A number has trailing zeros equal to the no. of times it can be divided by 10 with remainder 0. Since 10 = 2*5, in other words we can say that a number has trailing zeros equal to the no. of times it can be divided by both 2 and 5 with remainder 0. So, we don’t need the number itself rather the no. of times it can be divided by 2 and 5 with remainder 0. So, if a number can be divided by ‘2’ for x times and by ‘5’ for y times, then that no. will have min(x,y) trailing zeros.
Since any element of array can go only upto 2000, we can calculate the no. of times a number can be divided by 2 and 5 for all numbers from 1 to 2000 using this pseudo-code:

 for i=1 to 2000:
  div2[i]=0
  div5[i]=0
  x=i
   while x%2==0 :
     div2[i]=div2[i]+1
       x=x/2

   while x%5==0 :
     div5[i]=div5[i]+1
       x=x/5

In other words div2[i] = no. of times 2 appear in prime factorization of i and similarly div5[i] = no. of times 5 appear in prime factorization of i

Now for example,
1500 = 2*2*3*5*5*5
So, div2[1500]=2 and div5[1500]=3
then, no. of trailing zeros in 1500 = min(2,3) = 2

Then for no. of trailing zeros in the multiplication of no.s in range [L,R],
x=div2[A_L]+div2[A_{L+1}]+...+div2[A_R]
y=div5[A_L]+div5[A_{L+1}]+...+div5[A_R]
No. of trailing zeros = min(x,y)

Since we need to work on ranges, we can use segment tree.
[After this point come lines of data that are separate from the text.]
PR #873, opened 2023-08-26
Downgrade cron-utils to 9.2.0

minwoox:
Motivation:
We have upgraded cron-utils to 9.2.1 to address [CVE-2021-41269](https://github.com/advisories/GHSA-p9m8-27x8-rg87). The 9.2.1 version uses slf4j2 that must be used with logback 1.3 or 1.4. Because we use logback 1.2 version in Armeria, we need to exclude slf4j2: https://github.com/line/centraldogma/pull/872.
Just excluding slf4j should be okay because cron-utils isn't using any APIs that are introduced after slf4j 2.0: https://github.com/search?q=repo%3Ajmrozanec%2Fcron-utils+slf4j&type=code
However, there's no guarantee that cron-utils won't use the new APIs in the future. So, I think we should stop upgrading it until there's another CVE is found or Armeria uses higher version of Logback and Slf4j.\

While, I'm working on this I found out that cron-utils 9.2.0, which is one micro version eariler, uses Slf4j 1.x which is compatible with Armeria so it's better to use that version.

Modification:
- Downgrade cron-utils to 9.2.0

Result:
- Resovle dependency conflict for server module.

### DIFF
--- a/dist/src/conf/logback.xml
+++ b/dist/src/conf/logback.xml
@@ -37,7 +37,7 @@
   <logger name="com.github.benmanes.caffeine.cache" level="ERROR" />
   <logger name="com.linecorp" level="INFO" />
   <logger name="com.linecorp.centraldogma" level="DEBUG" />
-  <logger name="com.linecorp.centraldogma.server.internal.mirror" level="INFO" />
+  <logger name="com.linecorp.centraldogma.server.internal.mirror.GitWithAuth$DefaultGitSshdSessionFactory" level="INFO" />
   <logger name="com.linecorp.armeria.logging.access" level="INFO" additivity="false">
     <appender-ref ref="ACCESS"/>
   </logger>
--- a/dist/src/conf/logback.xml
+++ b/dist/src/conf/logback.xml
@@ -37,6 +37,7 @@
   <logger name="com.github.benmanes.caffeine.cache" level="ERROR" />
   <logger name="com.linecorp" level="INFO" />
   <logger name="com.linecorp.centraldogma" level="DEBUG" />
+  <logger name="com.linecorp.centraldogma.server.internal.mirror" level="INFO" />
   <logger name="com.linecorp.armeria.logging.access" level="INFO" additivity="false">
     <appender-ref ref="ACCESS"/>
   </logger>
--- a/dependencies.toml
+++ b/dependencies.toml
@@ -10,7 +10,8 @@ bouncycastle = "1.76"
 caffeine = "2.9.3"
 checkstyle = "10.3.3"
 curator = "5.5.0"
-cron-utils = "9.2.1"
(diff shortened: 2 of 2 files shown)


minwoox:
I have checked that there's no SLF4J2 in the classpath for the server.

dist/src/conf/logback.xml
```diff
@@ -37,6 +37,7 @@
   <logger name="com.github.benmanes.caffeine.cache" level="ERROR" />
   <logger name="com.linecorp" level="INFO" />
   <logger name="com.linecorp.centraldogma" level="DEBUG" />
+  <logger name="com.linecorp.centraldogma.server.internal.mirror" level="INFO" />
```
minwoox, line 40: I found out that `GitSshdSessionFactory` from Apache MINA, which is Inherited by the `DefaultGitSshdSessionFactory` Central Dogma class, produces verbose debug outputs.
`GitSshdSessionFactory` creates the logger with its class name which is `DefaultGitSshdSessionFactory` in this case so they are all logged by the `<logger name="com.linecorp.centraldogma" level="DEBUG" />`.
```
2023-08-26 00:38:06.468 [DEBUG](c.l.c.s.i.m.GitWithAuth$DefaultGitSshdSessionFactory$1) [mirroring-worker-6-1] Connecting to ...
2023-08-26 00:38:06.537 [DEBUG](c.l.c.s.i.m.GitWithAuth$DefaultGitSshdSessionFactory$1) [mirroring-worker-6-1] Connected to ...
2023-08-26 00:38:06.537 [DEBUG](c.l.c.s.i.m.GitWithAuth$DefaultGitSshdSessionFactory$1) [mirroring-worker-6-1] Authenticating: ClientSessionImpl[git@...]
.....
6-1] Stopped SshClient[3c45db89]
```

trustin: Can we extract the class (`...$1`) into a top-level class and adjust the log level for that specific class only?

jrhee17 (approved):
👍 👍 👍

dist/src/conf/logback.xml
minwoox: There are two separate `DefaultGitSshdSessionFactory` anonymous classes in the file.
Let me just use the class specifically:
` <logger name="com.linecorp.centraldogma.server.internal.mirror.GitWithAuth$DefaultGitSshdSessionFactory" level="INFO" />`

ikhoon (approved):
Thanks! 🙇‍♂️

dist/src/conf/logback.xml
trustin: SGTM

minwoox:
Thanks for the review and sorry for causing the issue. 😅

PR #874, opened 2023-08-28
Record metrics when INIT revision or an old revision is used

minwoox:
Motivation:
Before we apply https://github.com/line/centraldogma/pull/681 that removes old commits, it would be nice if we could find any usages that access data with the INIT Revision or revisions that are more than 5000 (default minimum number of commit retentions) commits ahead from the head.

Modifications:
- Add a counter that is increased when INIT Revision or revisions that are more than 5000 ahead from the head are used.

Result:
- Track the number of usages.
- This commit will be reverted after we find the usage and fix it.

### DIFF
--- a/common/build.gradle
+++ b/common/build.gradle
@@ -22,5 +22,7 @@ if (tasks.findByName('trimShadedJar')) {
         keep "class com.linecorp.centraldogma.internal.shaded.caffeine.** { *; }"
         // Prevent ProGuard from removing all enum values from Option because otherwise it becomes a non-enum class.
         keep "class com.linecorp.centraldogma.internal.shaded.jsonpath.Option { *; }"
+
+        dontnote
     }
 }
--- a/common/build.gradle
+++ b/common/build.gradle
@@ -23,6 +23,7 @@ if (tasks.findByName('trimShadedJar')) {
         // Prevent ProGuard from removing all enum values from Option because otherwise it becomes a non-enum class.
         keep "class com.linecorp.centraldogma.internal.shaded.jsonpath.Option { *; }"
 
+        // Reduces the verbosity of ProGuardTask when running in parallel.
         dontnote
     }
 }
--- a/server/src/main/java/com/linecorp/centraldogma/server/internal/api/RepositoryServiceV1.java
+++ b/server/src/main/java/com/linecorp/centraldogma/server/internal/api/RepositoryServiceV1.java
@@ -213,13 +213,13 @@ public class RepositoryServiceV1 extends AbstractService {
         if (normalized.major() == 1) {
             ctx.log().whenComplete().thenAccept(
                     log -> ctx.meterRegistry()
-                              .counter("init.revisions", generateTags(projectName, repoName, log).build())
+                              .counter("revisions.init", generateTags(projectName, repoName, log).build())
                               .increment());
         }
         if (head.major() - normalized.major() >= 5000) {
             ctx.log().whenComplete().thenAccept(
                     log -> ctx.meterRegistry()
-                              .summary("old.revisions",
+                              .summary("revisions.old",
                                        generateTags(projectName, repoName, log)
                                                .add(Tag.of("init", Boolean.toString(normalized.major() == 1)))
                                                .build())
--- a/server/src/main/java/com/linecorp/centraldogma/server/internal/api/RepositoryServiceV1.java
+++ b/server/src/main/java/com/linecorp/centraldogma/server/internal/api/RepositoryServiceV1.java
@@ -16,6 +16,7 @@
 
 package com.linecorp.centraldogma.server.internal.api;
 
+import static com.google.common.base.MoreObjects.firstNonNull;
 import static com.google.common.collect.ImmutableList.toImmutableList;
 import static com.linecorp.centraldogma.server.internal.api.HttpApiUtil.checkUnremoveArgument;
 import static com.linecorp.centraldogma.server.internal.api.HttpApiUtil.returnOrThrow;
@@ -28,9 +29,11 @@ import java.util.concurrent.CompletableFuture;
 import javax.annotation.Nullable;
 
 import com.fasterxml.jackson.databind.JsonNode;
+import com.google.common.collect.ImmutableList;
 import com.google.common.collect.ImmutableMap;
 
 import com.linecorp.armeria.common.HttpStatus;
+import com.linecorp.armeria.common.logging.RequestLog;
 import com.linecorp.armeria.server.ServiceRequestContext;
 import com.linecorp.armeria.server.annotation.Consumes;
 import com.linecorp.armeria.server.annotation.Delete;
@@ -57,6 +60,8 @@ import com.linecorp.centraldogma.server.metadata.User;
 import com.linecorp.centraldogma.server.storage.project.Project;
 import com.linecorp.centraldogma.server.storage.project.ProjectManager;
 import com.linecorp.centraldogma.server.storage.repository.Repository;
+
+import io.micrometer.core.instrument.Tag;
 
 /**
  * Annotated service object for managing repositories.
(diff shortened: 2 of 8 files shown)


server/src/main/java/com/linecorp/centraldogma/server/internal/api/RepositoryServiceV1.java
```diff
@@ -186,8 +191,41 @@ public CompletableFuture<RepositoryDto> patchRepository(@Param String repoName,
...
+        final Revision normalized = repository.normalizeNow(revision);
+        final Revision head = repository.normalizeNow(Revision.HEAD);
+        increaseCounterIfOldRevisionUsed(ctx, repository.parent().name(), repository.name(), normalized, head);
+    }
+
+    public static void increaseCounterIfOldRevisionUsed(
+            ServiceRequestContext ctx, String projectName, String repoName,
+            Revision normalized, Revision head) {
+        if (normalized.major() == 1 || head.major() - normalized.major() >= 5000) {
+            ctx.log().whenComplete().thenAccept(log -> {
```
jrhee17, line 214: Question) Do we want to differentiate between cases using `1` vs. `>5000`?
Imagining that the counter goes up, I wonder if we want to know which case needs handling.

server/src/main/java/com/linecorp/centraldogma/server/internal/api/RepositoryServiceV1.java
```diff
@@ -186,8 +191,41 @@ public CompletableFuture<RepositoryDto> patchRepository(@Param String repoName,
...
+        }
+    }
+
+    private static List<Tag> generateTags(String projectName, String repoName,
+                                          RequestLog log, Revision normalized, Revision head) {
+        return ImmutableList.of(Tag.of("project", projectName),
+                                Tag.of("repo", repoName),
+                                Tag.of("service", firstNonNull(log.serviceName(), "none")),
+                                Tag.of("method", log.name()),
+                                Tag.of("normalized", Integer.toString(normalized.major())),
```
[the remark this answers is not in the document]
minwoox: I have added the metric with the assumption that this will be short-lived and there will not be many requests that are caught by the condition.
However, there's no reason not to decrease the cardinality so let me use the distribution. Thanks!

server/src/main/java/com/linecorp/centraldogma/server/internal/thrift/CentralDogmaServiceImpl.java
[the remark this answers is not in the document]
minwoox: I've meant it but there's no harm if I add it to the method. Left me add it as well. 😉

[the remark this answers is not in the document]
minwoox: I found out that I've mistakenly added to `mergeFiles` in `ContentServiceV1`. 😓

server/src/main/java/com/linecorp/centraldogma/server/internal/api/RepositoryServiceV1.java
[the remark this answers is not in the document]
jrhee17: > I have added the metric with the assumption that this will be short-lived and there will not be many requests that are caught by the condition.

I agree, but I also thought this code will also need to go to production env. to confirm our hypothesis 😄

jrhee17 (approved):
Looks good to me 👍   Thanks @minwoox ! 🙇 👍 🚀

common/build.gradle
```diff
@@ -22,5 +22,7 @@ if (tasks.findByName('trimShadedJar')) {
         keep "class com.linecorp.centraldogma.internal.shaded.caffeine.** { *; }"
         // Prevent ProGuard from removing all enum values from Option because otherwise it becomes a non-enum class.
         keep "class com.linecorp.centraldogma.internal.shaded.jsonpath.Option { *; }"
+
+        dontnote
```
minwoox, line 26: This reduces the verbosity of ProGuardTask when running in parallel.
The original comment: https://github.com/line/armeria/pull/2172/files#r332367951

trustin: Please add a line comment about it.

server/src/main/java/com/linecorp/centraldogma/server/internal/api/RepositoryServiceV1.java
```diff
@@ -186,8 +191,48 @@ public CompletableFuture<RepositoryDto> patchRepository(@Param String repoName,
...
+        increaseCounterIfOldRevisionUsed(ctx, repository.parent().name(), repository.name(), normalized, head);
+    }
+
+    public static void increaseCounterIfOldRevisionUsed(
+            ServiceRequestContext ctx, String projectName, String repoName,
+            Revision normalized, Revision head) {
+        if (normalized.major() == 1) {
+            ctx.log().whenComplete().thenAccept(
+                    log -> ctx.meterRegistry()
+                              .counter("init.revisions", generateTags(projectName, repoName, log).build())
```
trustin, line 216: revisions.init?

server/src/main/java/com/linecorp/centraldogma/server/internal/api/RepositoryServiceV1.java
```diff
@@ -186,8 +191,48 @@ public CompletableFuture<RepositoryDto> patchRepository(@Param String repoName,
...
+                              .increment());
+        }
+        if (head.major() - normalized.major() >= 5000) {
+            ctx.log().whenComplete().thenAccept(
+                    log -> ctx.meterRegistry()
+                              .summary("old.revisions",
```
trustin, line 222: revisions.old?

jrhee17 (approved):
New changes still look good 👍

server/src/test/java/com/linecorp/centraldogma/server/MetricsTest.java
```diff
@@ -55,23 +59,27 @@ void metrics() {
...
+                                                                 .errorOnEntryNotFound(false);
+        jsonNodeWatchRequest.start().join();
+        content = dogma.httpClient().get("/monitor/metrics").aggregate().join().contentUtf8();
         assertThat(content).contains("com.linecorp.centraldogma.server.internal.api.WatchContentServiceV1");
+        assertThat(content).doesNotContain("init_revisions");
+
+        // Trigger old revision recording
+        jsonNodeWatchRequest.start(Revision.INIT).join();
+        content = dogma.httpClient().get("/monitor/metrics").aggregate().join().contentUtf8();
+        assertThat(content).contains("init_revisions");
```
trustin, line 83: Can we also add a similar test for `old_revisions`? Should check if the meters with `init=true` and `init=false` both exists.

minwoox: All addressed. PTAL. 😉

ikhoon (approved):
Thanks, @minwoox

server/src/main/java/com/linecorp/centraldogma/server/internal/api/RepositoryServiceV1.java
```diff
@@ -186,8 +191,48 @@ public CompletableFuture<RepositoryDto> patchRepository(@Param String repoName,
...
+        final Revision normalized = repository.normalizeNow(revision);
+        final Revision head = repository.normalizeNow(Revision.HEAD);
+        increaseCounterIfOldRevisionUsed(ctx, repository.parent().name(), repository.name(), normalized, head);
+    }
+
+    public static void increaseCounterIfOldRevisionUsed(
+            ServiceRequestContext ctx, String projectName, String repoName,
+            Revision normalized, Revision head) {
+        if (normalized.major() == 1) {
+            ctx.log().whenComplete().thenAccept(
```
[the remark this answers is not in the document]
minwoox: Thanks! All addressed. 😉

minwoox:
Thanks for reviewing. 😉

For each node that represents range [L,R] we need to keep sum of the div2 and div5 from A_L to A_R.
For merging left and right nodes into the parent node, refer to the pseudo-code below:

 merge(parent,left,right):
   parent.two = left.two + right.two
   parent.five = left.five + right.five

Because update queries over ranges, we need to use lazy propagation on segment tree.
For type 2 queries of form (2 L R V), we will store the changes to be made (i.e. adding div2[V] and div5[V] to the node members “two” and “five” respectively of range [L,R]) seperately and then later during the Type 1 query, update the tree as needed.

Complexity of this solution:

For preprocessing O(NlogN) and for each query O(logN)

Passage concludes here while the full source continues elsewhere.